As a case in point, in the frame of an inspection with the head of the safety department of the assessed plant, we had the opportunity to capture the following (safety culture) observation:

During an inspection, several weeks after the yearly safety report highlighting the overall results of the safety culture assessment, the head of the safety department explained to the inspector (the author of the assessment but who was not present during the presentation of results to the director board of the plant) that “HOF-fatalism” was a critical issue for them. He gave an extensive explanation of the metaphor and realized after several minutes that the inspector could have been the author of the safety culture assessment (and asked). (Extract from working notes made by this author)

Firstly, this observation certainly reflects the licensee’s willingness to take into consideration the regulator’s view. However, in our view, the candid and spontaneous explanation by the licensee was not purely driven by an objective of pleasing the regulator. From our perspective, beyond the anecdote, there is evidence that the safety director gave an implicit message to the regulator, a “relational signal” (Lindenberg 2000) expressing the regulatee commitment to the regulator’s view.

Using an image to convey meanings about safety, the metaphor appears then to be an effective communication tool between the regulator and the regulatee. More fundamentally, we argue that the metaphor played a critical role in changing the cognitive framework of the licensee. Obviously, it was only the position of one of the plant directors, who holds a special interest in maintaining the quality of the relationship with the regulator. But as a matter of fact, HOF issues as well as the maturity level of the plant in this area were far from being a priority before the dissemination of the results.

In other words, the results of the assessment contributed to stimulating more proactive reflection about the plant safety performance. From a problem considered as “intractable”, HOF turned out to be a safety issue to be further addressed.
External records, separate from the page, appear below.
Issue #13825, opened 2019-02-13
[NFR] Create a view method to simple render template to a string.


sergeyklay:
As a regular user I would like to have something like this:

```php
$html = $view->toString($template, $params);
mail("someone@example.com", "My subject", $html);
```

without setting any additional params eg base path, layout, base template, etc.

dschissler:
Since when are you a normal user?

Perhaps a third parameter for using a file path to read with `file_get_contents`.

Highlighting the “HOF-fatalism”, the regulators expressed a concern on an area in need of improvement. Adopting the metaphor, the regulatee raised its awareness and recognised the safety issue.

In addition, in contrast with technical facts or discrepancies against safety standards, the licensee perceived regulatory action as not purely controlling but promoting or improving safety: the kind of results obtained from the safety culture assessment induces the licensee self-regulation. As a result, the accountability requested from the regulatee is no longer driven by bureaucratic compliance but grounded in higher awareness and stronger ownership. Put another way, this enables “self-determination” (Deci and Ryan 2000) which has a positive effect on intrinsic (vs. externally dictated) motivation to be “compliant”.

11.4 Conclusions

This chapter explored the impact of a safety culture tool on regulator–regulatee relationships. We stressed that safety culture allows more adaptive safety oversight and, at the micro-level, challenges the existing balance between trust and control. In addition, we highlighted the pivotal role of “metaphors”, as concepts used outside of their conventional frame—Reason’s “Swiss Cheese Model” is certainly one of the most striking examples in this respect.

Focusing on the experience gained from the implementation of a safety culture observation tool, metaphors have been considered as a valuable means by which the regulator, and the regulatee can find common understanding. Metaphors also play a key role in increasing intrinsic motivation for compliance.

Moreover, bearing in mind that regulation is an attempt to alter the behaviour of the regulated, we also highlighted a change in the licensee’s cognitive frame. In other words, regarding the question of measuring the success or failure of a regulatory strategy, we argue that the impact on the regulatee cognitive framework is a relevant indicator.